Note that the integer associated with the file description across each process can be different (and honestly, unless you’re extraordinary lucky, it should), but it will point to the same description. You can verify this through manipulating the file offset with lseeks and observing it on another process, or by using the kcmp syscall. The kernel maintains a mapping of file descriptor → file description.

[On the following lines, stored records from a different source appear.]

PR #215, opened 2017-03-29
Add display amplitude

maciekgroch:
Finally I had time to fix that.

### DIFF
--- a/poppy/poppy_core.py
+++ b/poppy/poppy_core.py
@@ -536,8 +536,29 @@ class Wavefront(object):
 
             plot_axes = [ax1, ax2]
             to_return = (ax1, ax2)
+        if what == 'amplitude':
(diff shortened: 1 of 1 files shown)


poppy/poppy_core.py
```diff
@@ -536,8 +536,29 @@ def wrap_lines_title(title):
...
+            utils.imshow_with_mouseover(
+                amp,
+                ax=ax,
+                extent=extent,
+                norm=norm_inten,
+                cmap=cmap_inten,
+                origin='lower'
+            )
+            if title is None:
+                title = wrap_lines_title("Intensity " + self.location)
```
mperrin: Looks like the title string here needs to be changed to "Amplitude"

mperrin:
Thanks @maciekgroch !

You now need to find a method of synchronizing the two descriptors. Note that fcntl locks will NOT work as you expect for synchronization (see fcntl-atomic-locks), so you need a different mechanism. Futexes like semaphores and mutexes work, but you need to have a different mechanism to send them to a separate process, or mmap the underlying data inside the descriptor to point it to the futex and then have the consumer take mutual ownership of it.

I prefer using eventfd though, since you can send it with the descriptor via UDS sockets. It does involve the use of read/write syscalls since it isn’t in the user-space, but life is all about tradeoffs. Also can do epoll nonsense if you’re into that like me.

View the manpages for more reference about unix domain sockets and control messages in general.